## [YOUR GOAL]
Pull each line containing "cling" from the data.
INPUT MATERIAL: Begin
PR #540, opened 2022-07-18
[IT-1046] Create Monthly Cost and Usage Reports

jesusaurus:
Automate the creation of a cost-and-usage report definition, copying
settings from the manually-created report definition.

This report will be analyzed by an automated process to generate
per-program cost reports.


org-formation/050-costs/_tasks.yaml
```diff
@@ -11,3 +11,14 @@ AnomalyDetectorService:
...
   Parameters:
     Subscriber: !GetAtt CurrentAccount.RootEmail
+
+CostAndUsageReports:
+  Type: update-stacks
+  Template: cur.yaml
+  StackName: !Sub '${resourcePrefix}-CUR-Monthly'
+  DefaultOrganizationBinding:
+    IncludeMasterAccount: true
+    Account: '*'
```
zaro0508, line 21: this only needs to be deployed to the Master account so what you want is `Account: !Ref MasterAccount`

org-formation/050-costs/_tasks.yaml
```diff
@@ -11,3 +11,14 @@ AnomalyDetectorService:
...
+    Region: !Ref primaryRegion
```
zaro0508, line 22: we can probably remove this everything deploys to `primaryRegion` by default.  you only need to  set this if you want to deploy to non us-east-1 regions

org-formation/050-costs/cur.yaml
```diff
@@ -0,0 +1,17 @@
+AWSTemplateFormatVersion: '2010-09-09'
+Description: 'Monthly Cost and Usage Report'
+Parameters:
+  curBucket:
+    Type: String
+Resources:
+  MonthlyCostReport:
+    Type: "AWS::CUR::ReportDefinition"
+    Properties:
+      ReportName: !Sub ""
```
zaro0508, line 10: `!Sub ""` will evaluate to empty.

org-formation/050-costs/cur.yaml
```diff
@@ -0,0 +1,17 @@
...
+      ReportVersioning: False
+      TimeUnit: "hourly"
+      Compression: "parquet"
+      Format: "parquet"
+      S3Region: !Ref primaryRegion
+      S3Prefix: "hourly"
```
zaro0508, line 16: consider parameterizing these configs so that you can create CUR with different parameters using the same template?

zaro0508 (changes requested):

org-formation/050-costs/cur.yaml
```diff
@@ -0,0 +1,17 @@
...
+Parameters:
+  curBucket:
+    Type: String
+Resources:
+  MonthlyCostReport:
+    Type: "AWS::CUR::ReportDefinition"
+    Properties:
+      ReportName: !Sub ""
+      ReportVersioning: False
+      TimeUnit: "hourly"
```
brucehoff, line 12: I think TimeUnit should be MONTHLY, not HOURLY.  I recall that I first made an HOURLY report.  At the end of the month the report was massive, spanning multiple files.  Changing to MONTHLY provided all the needed information in one file that was just a few MB.

brucehoff (changes requested):

org-formation/050-costs/_tasks.yaml
jesusaurus: Oh, we don't need to deploy it to all accounts in order to collect information on all accounts? Cool

org-formation/050-costs/cur.yaml
jesusaurus: Whoops, I meant to put simple and unique value here.

org-formation/050-costs/cur.yaml
jesusaurus: I moved the frequency to a parameter, but left the compression and format as opinionated values. Let me know if they should be parameterized as well.

org-formation/050-costs/cur.yaml
```diff
@@ -0,0 +1,24 @@
...
+Resources:
+  MonthlyCostReport:
+    Type: "AWS::CUR::ReportDefinition"
+    Properties:
+      ReportName: !Sub "${AWS::StackName}"
+      ReportVersioning: False
+      TimeUnit: !Ref Frequency
+      Compression: "parquet"
+      Format: "parquet"
+      S3Region: !Ref primaryRegion
```
zaro0508, line 22: `primaryRegion` is not a CFN parameter, it's only available to orgf configs.  you can use the [CFN pseudo parameter](https://docs.aws.amazon.com/AWSCloudFormation/latest/UserGuide/pseudo-parameter-reference.html) `!Ref AWS::Region`

org-formation/050-costs/cur.yaml
```diff
@@ -0,0 +1,24 @@
...
+    AllowedValues:
+    - "monthly"
+    - "weekly"
+    - "hourly"
+Resources:
+  MonthlyCostReport:
+    Type: "AWS::CUR::ReportDefinition"
+    Properties:
+      ReportName: !Sub "${AWS::StackName}"
+      ReportVersioning: False
```
zaro0508, line 18: [the documentation ](https://docs.aws.amazon.com/AWSCloudFormation/latest/UserGuide/aws-resource-cur-reportdefinition.html#cfn-cur-reportdefinition-s3prefix) says these are the possible options? `Allowed values: CREATE_NEW_REPORT | OVERWRITE_REPORT`

org-formation/050-costs/cur.yaml
```diff
@@ -0,0 +1,24 @@
...
+      TimeUnit: !Ref Frequency
+      Compression: "parquet"
+      Format: "parquet"
+      S3Region: !Ref primaryRegion
+      S3Prefix: !Ref Frequency
```
zaro0508, line 23: your report name is set to `${resourcePrefix}-CUR-Monthly` which evaluates to `sagebase-CUR-Monthly` so with this prefix it will be `Monthly-sagebase-CUR-Monthly`.  seems kinda redundant, no?

org-formation/050-costs/cur.yaml
```diff
@@ -0,0 +1,24 @@
...
+    Type: String
+  Frequency:
+    Type: String
+    Default: "monthly"
+    AllowedValues:
+    - "monthly"
+    - "weekly"
+    - "hourly"
+Resources:
+  MonthlyCostReport:
```
zaro0508, line 14: I think it might make more sense to just create additional resources here when we want to create a additional reports.  if you agree then maybe we don't need to parameterize `Frequency`?

org-formation/050-costs/cur.yaml
```diff
@@ -0,0 +1,24 @@
...
+    Type: "AWS::CUR::ReportDefinition"
+    Properties:
+      ReportName: !Sub "${AWS::StackName}"
+      ReportVersioning: False
+      TimeUnit: !Ref Frequency
+      Compression: "parquet"
+      Format: "parquet"
+      S3Region: !Ref primaryRegion
+      S3Prefix: !Ref Frequency
+      S3Bucket: !Ref Bucket
```
zaro0508, line 24: I think it would be better to create a custom bucket for these reports.  your thoughts?

zaro0508 (changes requested):

org-formation/050-costs/cur.yaml
jesusaurus: Yeah, it is very redundant, especially since the prefix is required but AWS will also add its own prefixes based on the date and frequency, giving us a full s3 path that looks like `cost-and-usage-reports.sagebase.org/Monthly/Monthly/year=2022/month=7/Monthly-00001.parquet` where our prefix parameter is the top-level (first) "Monthly". But I suppose I could change the prefix to "CostReport" or something similar.

org-formation/050-costs/cur.yaml
jesusaurus: We are already using a dedicated bucket for cost reports. Do you mean creating the bucket in the template rather than relying on one that has been created out-of-band?

zaro0508: yes, that is correct

jesusaurus: Yeah, I like that idea for both disaster recovery and also it makes it easier to clean up the manually-created proof-of-concept reports.

org-formation/050-costs/cur.yaml
jesusaurus: yeah, done

org-formation/040-budgets/cur.yaml
```diff
@@ -0,0 +1,42 @@
...
+Description: 'Monthly Cost and Usage Report'
+Parameters:
+  resourcePrefix:
+    Type: String
+Resources:
+  CostReportBucket:
+    Type: "AWS::S3::Bucket"
+    Properties:
+      BucketName: !Sub "${resourcePrefix}-cost-reports"
+      AccessControl: PublicRead
```
zaro0508, line 11: hmm, i think `public read` will allow anybody access to the bucket.  Do we really want that?

org-formation/040-budgets/cur.yaml
```diff
@@ -0,0 +1,42 @@
...
+      Bucket: !Ref CostReportBucket
+      PolicyDocument:
+        Version: 2012-10-17
+        Statement:
+          - Action:
+              - 's3:GetBucketAcl'
+              - 's3:GetBucketPolicy'
+              - 's3:PutObject'
+            Effect: Allow
+            Resource: !Join
```
zaro0508, line 24: AWS recommends using `!Sub` over `!Join`.  i think i agree with them.

org-formation/040-budgets/_tasks.yaml
```diff
@@ -12,3 +12,12 @@ BudgetAlarms:
     budgetName: !Sub '${resourcePrefix}-budget-${CurrentAccount.AccountId}'
     budgetAmount: !GetAtt CurrentAccount.Tags.budget-alarm-threshold
     emailAddress: !GetAtt CurrentAccount.Tags.budget-alarm-threshold-email-recipient
+
+CostAndUsageReports:
+  Type: update-stacks
+  Template: cur.yaml
+  StackName: !Sub '${resourcePrefix}-monthly-cost-report'
```
zaro0508, line 19: do you think this stack is going to contain only monthly reports or other frequencys?  if you think there will be other frequencies then i suggest a more generic name like `${resourcePrefix}-cost-report`.  Otherwise if this is going to be exclusively monthly reports then keep this name and make the resource name a little more specific, like `MonthlyCostAndUsageReports`.

zaro0508 (changes requested):

org-formation/040-budgets/cur.yaml
```diff
@@ -0,0 +1,42 @@
...
+    Type: "AWS::CUR::ReportDefinition"
+    Properties:
+      ReportName: !Sub "${resourcePrefix}-monthly-costs"
+      ReportVersioning: "OVERWRITE_REPORT"
+      RefreshClosedReports: true
+      TimeUnit: "MONTHLY"
+      Compression: "Parquet"
+      Format: "Parquet"
+      S3Region: !Ref AWS::Region
+      S3Prefix: !Ref resourcePrefix
```
zaro0508, line 41: would this not set report name to `sagebase-sagebase-monthly-costs`?

zaro0508 (changes requested):

org-formation/040-budgets/_tasks.yaml
jesusaurus: Ah, good point, if we do add more reports they would be in the same stack, so the stack shouldn't refer to the report frequency.

org-formation/040-budgets/cur.yaml
jesusaurus: No, the prefix is not added to the report name, it is added to the begging of the S3 path.

org-formation/040-budgets/cur.yaml
jesusaurus: I'm on the fence about this, do we have a need to keep the information confidential?

zaro0508: to clarify, i believe this allows anybody on the internet access to the cost reports.

org-formation/040-budgets/cur.yaml
```diff
@@ -0,0 +1,54 @@
...
+              Service: "billingreports.amazonaws.com"
+          # Grant full access to the 'organizations' account
+          - Action:
+              - 's3:*'
+            Effect: Allow
+            Resource:
+              - !GetAtt CostReportBucket.Arn
+              - !Sub '${CostReportBucket.Arn}/${resourcePrefix}/*'
+            Principal:
+              AWS: "531805629419"
```
jesusaurus, line 42: I would prefer to grant access based on the `aws-admins` group, but I can't figure out how to reference group membership as a principal.

brucehoff (approved):

org-formation/040-budgets/cur.yaml
zaro0508: I think the account already has access to it's own files so I don't think we even need this section.

org-formation/040-budgets/cur.yaml
zaro0508: hmm, are you sure?  the doc says.. `S3Prefix: The prefix that Amazon Web Services adds to the report name when Amazon Web Services delivers the report. Your prefix can't include spaces.`

zaro0508 (changes requested):

org-formation/040-budgets/cur.yaml
jesusaurus: Oh, you're right. I thought it was pulling that part from `ReportName` but the two values were very similar for the manually created report.

PR #541, opened 2022-07-21
[IT-2054] Add personal account for Joni

jesusaurus:
Create account P9hFg7I5 for Joni's org-formation testing.

### DIFF
--- a/org-formation/organization.yaml
+++ b/org-formation/organization.yaml
@@ -150,6 +150,7 @@ Organization:
         - !Ref RestrictDnsRegistrationSCP
       Accounts:
         - !Ref 8dxfh53Account
+        - !Ref P9hFg7IAccount
 
   BridgeDevAccount:
     Type: OC::ORG::Account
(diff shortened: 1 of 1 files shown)


org-formation/organization.yaml
```diff
@@ -560,3 +561,15 @@ Organization:
         AccountOwner: vijay.yadav@sagebase.org
         budget-alarm-threshold: 2000
         budget-alarm-threshold-email-recipient: aws.8dxfh53@sagebase.org
+  P9hFg7I5Account:
+    Type: OC::ORG::Account
+    Properties:
+      AccountName: org-sagebase-P9hFg7I5
```
zaro0508, line 567: non-enforced account name convention is 7 chars

zaro0508 (changes requested):

org-formation/organization.yaml
jesusaurus: oof, ok

zaro0508:
actually let's just try sharing org-sagebase-itsandbox account.  You should have access to that @jesusaurus

PR #543, opened 2022-07-26
[IT-1904] Fix policies for cloudtrail

zaro0508:
This is a follow on to PR #522 which only partially refactored
the cloudtrail for encryption.  The policies in that PR were
not quite correct.

This PR will do the following to finish it:

* Enable KMS key to encrypt the cloudtrail trail
* Fix policies to allow cloudtrail to correctly access
  the S3 bucket
* Fix policies to allow cloudtrail and users to access the KMS key

### DIFF
--- a/org-formation/060-cloudtrail/_tasks.yaml
+++ b/org-formation/060-cloudtrail/_tasks.yaml
@@ -37,6 +37,7 @@ CloudTrail:
     KmsKeyAdminPrincipalArns:
       - !Sub 'arn:aws:iam::${AWS::AccountId}:root'
       - !Sub 'arn:aws:iam::${AWS::AccountId}:role/OrganizationAccountAccessRole'
+      - 'arn:aws:iam::531805629419:role/github-oidc-sage-bionetwo-ProviderRoleorganization-1EY1CRUF48VP5'
 
 CloudTrailSumoLogicRole:
   Type: update-stacks
--- a/org-formation/060-cloudtrail/cloudtrail-trail.yaml
+++ b/org-formation/060-cloudtrail/cloudtrail-trail.yaml
@@ -1,6 +1,5 @@
 # From https://github.com/org-formation/org-formation-reference/tree/master/src/templates/060-cloud-trail
 AWSTemplateFormatVersion: '2010-09-09-OC'
-
 Parameters:
   bucketName:
     Type: String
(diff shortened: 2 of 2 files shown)


org-formation/060-cloudtrail/_tasks.yaml
```diff
@@ -37,6 +37,7 @@ CloudTrail:
     KmsKeyAdminPrincipalArns:
       - !Sub 'arn:aws:iam::${AWS::AccountId}:root'
       - !Sub 'arn:aws:iam::${AWS::AccountId}:role/OrganizationAccountAccessRole'
+      - 'arn:aws:iam::531805629419:role/github-oidc-sage-bionetwo-ProviderRoleorganization-1EY1CRUF48VP5'
```
brucehoff, line 40: Why does GitHub need to access KMS?  E.g., does it transfer secrets from its own store to KMS?

zaro0508: @brucehoff because that is the role that we setup for github actions.  it needs access to the key to make changes.

brucehoff: @zaro0508 I see.  I don't see any other references to this role, in this PR or in the https://github.com/Sage-Bionetworks-IT/organizations-infra repo'.  Does GitHub Actions not need access to other AWS services besides KMS?  (Sorry if this is a dumb question.)

org-formation/060-cloudtrail/cloudtrail-trail.yaml
```diff
@@ -122,28 +121,32 @@ Resources:
...
-            Condition:
-              StringEquals:
-                s3:x-amz-acl: bucket-owner-full-control
+        - Sid: AWSCloudTrailAclCheck20150319
+          Effect: Allow
+          Principal:
+            Service: cloudtrail.amazonaws.com
+          Action: s3:GetBucketAcl
+          Resource: !GetAtt CloudTrailBucket.Arn
+          Condition:
```
xschildw, line 133: So that ensure that only the trail can do getBucketAcl (and putObject) on this bucket?

org-formation/060-cloudtrail/_tasks.yaml
zaro0508: @brucehoff the role is defined here: https://github.com/Sage-Bionetworks-IT/organizations-infra/blob/master/org-formation/650-identity-providers/_tasks.yaml 

The role has admin access, however admin access does not automatically give accesss to KMS keys.  To provide KMS access we need to explicitly set every principal.  That's how it works in AWS.

org-formation/060-cloudtrail/cloudtrail-trail.yaml
zaro0508: yes, i believe so @xschildw

jesusaurus (approved):

xschildw (approved):

PR #549, opened 2022-08-10
Give Travis CI and admins read access to the CUR bucket.

jesusaurus:
The lambda for grouping costs by cost center includes a test that
will download and process the current report without uploading the
results. Give read access to travis and to 'organizations' account
admins for running the test.

PR Checklist:
[x] Describe and explain your intentions for this change
[x] Setup pre-commit and run the validators (info in README.md)

### DIFF
--- a/org-formation/040-budgets/cur.yaml
+++ b/org-formation/040-budgets/cur.yaml
@@ -32,6 +32,15 @@ Resources:
             Resource: !Sub '${CostReportBucket.Arn}/*'
             Principal:
               Service: "billingreports.amazonaws.com"
+          # Grant AWS admins and Travis CI access to view cost reports
+          - Action:
+              - 's3:GetObject'
+            Effect: Allow
+            Resource: !Sub '${CostReportBucket.Arn}/*'
+            Principal:
+              AWS:
+                - !Sub "arn:aws:iam::${AWS::AccountId}:role/OrganizationAccountAccessRole"
+                - arn:aws:iam::745159704268:role/service-accounts-CfnDeployerServiceRole-1OJK3OAN1IAI  # Travis CI
   MonthlyCostReport:
     Type: "AWS::CUR::ReportDefinition"
     Properties:


brucehoff (approved):

zaro0508 (changes requested):
This is not necessary.  It would be better to create a policy in the lambda template and give the lambda access to the cost report bucket.

jesusaurus:
@zaro0508 the lambda has already been given access, but that doesn't affect access for Travis CI while running the lambda's tests.

org-formation/040-budgets/cur.yaml
```diff
@@ -32,6 +32,15 @@ Resources:
...
               Service: "billingreports.amazonaws.com"
+          # Grant AWS admins and Travis CI access to view cost reports
+          - Action:
+              - 's3:GetObject'
+            Effect: Allow
+            Resource: !Sub '${CostReportBucket.Arn}/*'
+            Principal:
+              AWS:
+                - !Sub "arn:aws:iam::${AWS::AccountId}:role/OrganizationAccountAccessRole"
+                - arn:aws:iam::745159704268:role/service-accounts-CfnDeployerServiceRole-1OJK3OAN1IAI  # Travis CI
```
zaro0508, line 43: This is not enough because the CfnDeployerServiceRole is [scoped](https://github.com/Sage-Bionetworks-IT/organizations-infra/blob/master/sceptre/admincentral/templates/service-accounts.yaml#L20) to only allow access to the [lambda bucket](https://github.com/Sage-Bionetworks-IT/organizations-infra/blob/master/sceptre/admincentral/templates/iam-policies.yaml#L19-L20).  It does not have access to any other buckets currently.  That means you will also need to give that role permission to access  `${CostReportBucket.Arn}/*` as well.   This role does not provide enough permissions to run test against AWS.  that’s one of the reasons why we only created unit tests for our lambdas thus far.  i think we’de really need to think about how we would setup functional testing with lambdas and how we want to scope the security around that.

jesusaurus:
Closing this because adding a permission model for functional lambda testing is too expensive for the minimal value we get from verifying s3 object existence in testing.

PR #552, opened 2022-08-16
Add a service catalog project tag

zaro0508:
per Pranav request, add a `recover` tag to the list of projects
for the service catalog.


jesusaurus (approved):

brucehoff (changes requested):
We need to update program codes, not just projects.

brucehoff (approved):

PR #554, opened 2022-08-18
[IT-2075] Update bucket policy generator lambda

zaro0508:
Update the service catalog bucket policy generator lambda to support
non ACL based buckets.

depends on https://github.com/Sage-Bionetworks-IT/cfn-cr-sc-bucket-policy/pull/7


jesusaurus (approved):
Looks good, presuming the dependent PR is merged and tagged

PR #558, opened 2022-08-29
IT-2030: Removed unused templates, bridge peering authorizer role and ingress from old VPN CIDR

xschildw:
This PR removes a template that used to setup a route to the VPN via peered connexion.


xschildw:
WIP while I keep adding removing peering authorizer role from other accounts

xschildw:
Looks like bridge was implemented differently than other accounts (where the role is defined in essentials.yam). Propose we merge this now and do others in separate PR.

zaro0508 (approved):

PR #12528, opened 2026-07-24
Fix #12522: handle unprovisionable ProjectExecutionListeners from non-extension plugins

### LINKED ISSUE #12522: Extensions are picked up from non-extension marked plugins
### Affected version

3.10, 4.0, 4.1

### Bug description

It seems that all JSR330 migrated Maven versions picks up (and if extensions are Plexus, errors out) extensions from plugins that are not configured as extensions.

See reproducer https://github.com/cstamas/jsr330

gnodet:
## Summary

Fixes https://github.com/apache/maven/issues/12522

When a plugin ships JSR 330 components (e.g. `ProjectExecutionListener` implementations) but is **not** configured with `<extensions>true</extensions>`, Sisu's component discovery still registers them in the global `BeanLocator`. The live-injected `List<ProjectExecutionListener>` in `LifecycleModuleBuilder` picks these up, and lazy provisioning fails when the component's plugin-internal dependencies (e.g. Tycho's `MavenReactorRepository`) are not bound in Maven's container — aborting the build with `Unable to provision` errors.

### Root cause

`DefaultMavenPluginManager.discoverPluginComponents()` calls `container.discoverComponents(pluginRealm, ...)` for **all** plugins, not just extension-marked ones. This is required for mojo loading (Sisu-backed `container.lookup()` needs the discovery), so it cannot simply be gated behind `plugin.isExtensions()`. However, it means ALL `@Named` components from any plugin realm become globally visible — including lifecycle listeners that were never intended to run as Maven extensions.

### Fix

Make `CompoundProjectExecutionListener` resilient to provisioning failures during iteration of the Sisu live list. When `iterator.next()` throws a `ProvisionException` (because a non-extension plugin's component has unresolvable dependencies), the listener is skipped with a debug log instead of aborting the build.

### Changes

- **`CompoundProjectExecutionListener`**: Added `safeListeners()` method that wraps the Sisu live-list iterator with defensive error handling, catching `RuntimeException` (Guice `ProvisionException`) during lazy provisioning
- **`MavenITgh12522NonExtensionPluginTest`**: Integration test using `tycho-bnd-plugin` (ships `BndProjectExecutionListener` as a `@Named` JSR 330 component) to verify the build succeeds without provisioning errors

### Test plan

- [x] IT `MavenITgh12522NonExtensionPluginTest` passes — build with `tycho-bnd-plugin` (non-extension) completes successfully
- [x] Before the fix, the same IT fails with `Unable to provision: No implementation for MavenReactorRepository`

### DIFF
--- a/impl/maven-core/src/main/java/org/apache/maven/lifecycle/internal/CompoundProjectExecutionListener.java
+++ b/impl/maven-core/src/main/java/org/apache/maven/lifecycle/internal/CompoundProjectExecutionListener.java
@@ -19,12 +19,31 @@
 package org.apache.maven.lifecycle.internal;
 
 import java.util.Collection;
+import java.util.Iterator;
 
 import org.apache.maven.execution.ProjectExecutionEvent;
 import org.apache.maven.execution.ProjectExecutionListener;
 import org.apache.maven.lifecycle.LifecycleExecutionException;
+import org.slf4j.Logger;
+import org.slf4j.LoggerFactory;
 
+/**
+ * Aggregates multiple {@link ProjectExecutionListener} instances and delegates to each in turn.
+ *
+ * <p>The backing collection is typically a Sisu live-injected list that dynamically includes
+ * all {@code ProjectExecutionListener} implementations discovered across all classrealms.
+ * When a plugin that is <b>not</b> configured as an extension ships JSR 330 components that
+ * implement this interface, Sisu will discover and include them even though the plugin never
+ * opted in via {@code <extensions>true</extensions>}. Lazy provisioning of such components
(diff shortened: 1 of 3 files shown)


gnodet:
Closing in favor of the proper Sisu-level fix in #12554 (master) and #12556 (4.0.x).

Sisu 1.1.0's `jsr330ComponentVisibilityFollowsPlexusVisibility` applies realm-based filtering to JSR330 bean lookups, so non-extension plugin components are no longer visible from the container realm — fixing the root cause rather than working around provisioning failures.

The IT test from this PR has been moved to both #12554 and #12556 as a regression test.

PR #12538, opened 2026-07-24
Fix #12536: Handle Ctrl+C on Windows terminals

### LINKED ISSUE #12536: Maven 4 - Ctrl+C does not terminate child processes on Windows
### Affected version

Maven 4. Confirmed on `4.0.0-rc-5` and `master`.

### Bug description

On Windows, pressing Ctrl+C during a long-running Maven 4 invocation does not always terminate the work started by Maven. Child processes remain alive after Maven has been interrupted and can continue holding resources such as network ports.

The same invocation terminates correctly with Maven 3.9.x on Windows. Maven 4 also behaves correctly on macOS and Linux.

### Steps to reproduce

1. On Windows 11, open PowerShell or Git Bash in Windows Terminal
2. Generate a modular GWT project using the [GWT Maven archetype](https://github.com/tbroyer/gwt-maven-archetypes):

   ```shell
   mvn archetype:generate \
     -DarchetypeGroupId=net.ltgt.gwt.archetypes \
     -DarchetypeVersion=LATEST \
     -DarchetypeArtifactId=modular-webapp
   ```

3. Change into the generated project and start the GWT codeserver:

   ```shell
   mvn gwt:codeserver -pl *-client -am
   ```

4. Wait for the codeserver to start ( should be available at <http://localhost:9876>)
5. Press Ctrl+C

### Expected behaviour

Ctrl+C terminates Maven and the running codeserver.

### Actual behaviour

The codeserver remains alive and continues listening on port `9876`. Attempting to rerun the codeserver fails because it cannot bind to the port.

JackMyers001:
## Summary

Fixes #12536.

On Windows, JLine handles Ctrl+C as the terminal's `INT` signal. Without an explicit handler, the standalone Maven JVM does not follow its normal interrupt termination path and Maven's shutdown hooks do not run, which can leave long-running child processes alive.

This change registers an `INT` handler for Windows terminals that exits with status `130`. This triggers normal JVM shutdown and its registered cleanup hooks.

Please backport this change to `maven-4.0.x`.

## Testing

- `mvn -Prun-its verify` passes
- Confirmed issue in `4.0.0-rc-5` and `master` on:
  - Windows 11 with PowerShell in Windows Terminal
  - Windows 11 with Git Bash in Windows Terminal
- Confirmed issue is not present in `4.0.0-rc-5` and `master` on:
  - macOS 26 with Fish in Ghostty
  - Arch Linux with Fish in Ghostty
- Confirmed issue is not present in `3.9.16` on all configs listed above
- Confirmed issue is not present with this patch on all configs listed above

No automated regression test is included because the failure requires a real Windows terminal running Maven and a way to send a Ctrl+C event to that console.

## Checklist

### DIFF
--- a/impl/maven-cli/src/main/java/org/apache/maven/cling/invoker/LookupInvoker.java
+++ b/impl/maven-cli/src/main/java/org/apache/maven/cling/invoker/LookupInvoker.java
@@ -89,6 +89,7 @@ import org.jline.terminal.Terminal;
 import org.jline.terminal.TerminalBuilder;
 import org.jline.terminal.impl.AbstractPosixTerminal;
 import org.jline.terminal.spi.TerminalExt;
+import org.jline.utils.OSUtils;
 import org.slf4j.LoggerFactory;
 import org.slf4j.bridge.SLF4JBridgeHandler;
 import org.slf4j.spi.LocationAwareLogger;
@@ -103,6 +104,8 @@ import static org.apache.maven.cling.invoker.CliUtils.toProperties;
  * @param <C> The context type.
  */
 public abstract class LookupInvoker<C extends LookupContext> implements Invoker {
+    private static final int SIGINT_EXIT_CODE = 130;
+
     protected final Lookup protoLookup;
 
     @Nullable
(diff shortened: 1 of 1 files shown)


gnodet (approved):
## Code Review

Clean, minimal, and correctly scoped fix for a real Windows-specific Ctrl+C regression in Maven 4. The approach is sound and consistent with existing codebase patterns.

Key observations:
- The `!context.invokerRequest.embedded()` guard is essential and correctly placed — calling `System.exit()` from an embedded Maven invocation would terminate the host process. The `doCreateTerminal` method already uses the same `embedded()` check.
- Exit code 130 (128 + SIGINT=2) follows the Unix convention for signal-terminated processes and is properly extracted into a named constant.
- The fix is correctly gated to Windows only via `OSUtils.IS_WINDOWS`. On Unix/macOS, the OS delivers SIGINT to the JVM natively. On Windows, JLine puts the terminal into raw mode and consumes Ctrl+C as console input before the JVM sees it.
- `System.exit()` is appropriate here (vs. `Thread.currentThread().interrupt()` used in other handlers like `EncryptInvoker`/`ShellInvoker`) because the goal is full JVM termination with shutdown hooks for the main build invocation.

Two minor notes (non-blocking):
- The signal handler runs inside the `terminalConsumer` callback on the `fast-terminal-thread` — the handler is correctly registered on the real underlying terminal.
- The lambda parameter `signal` is unused (always `INT`), consistent with existing patterns in `EncryptInvoker`, `UpgradeInvoker`, and `ShellInvoker`.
INPUT MATERIAL: End
## [WRITTEN ANSWER]
--- a/impl/maven-cli/src/main/java/org/apache/maven/cling/invoker/LookupInvoker.java
+++ b/impl/maven-cli/src/main/java/org/apache/maven/cling/invoker/LookupInvoker.java
@@ -103,6 +104,8 @@ import static org.apache.maven.cling.invoker.CliUtils.toProperties;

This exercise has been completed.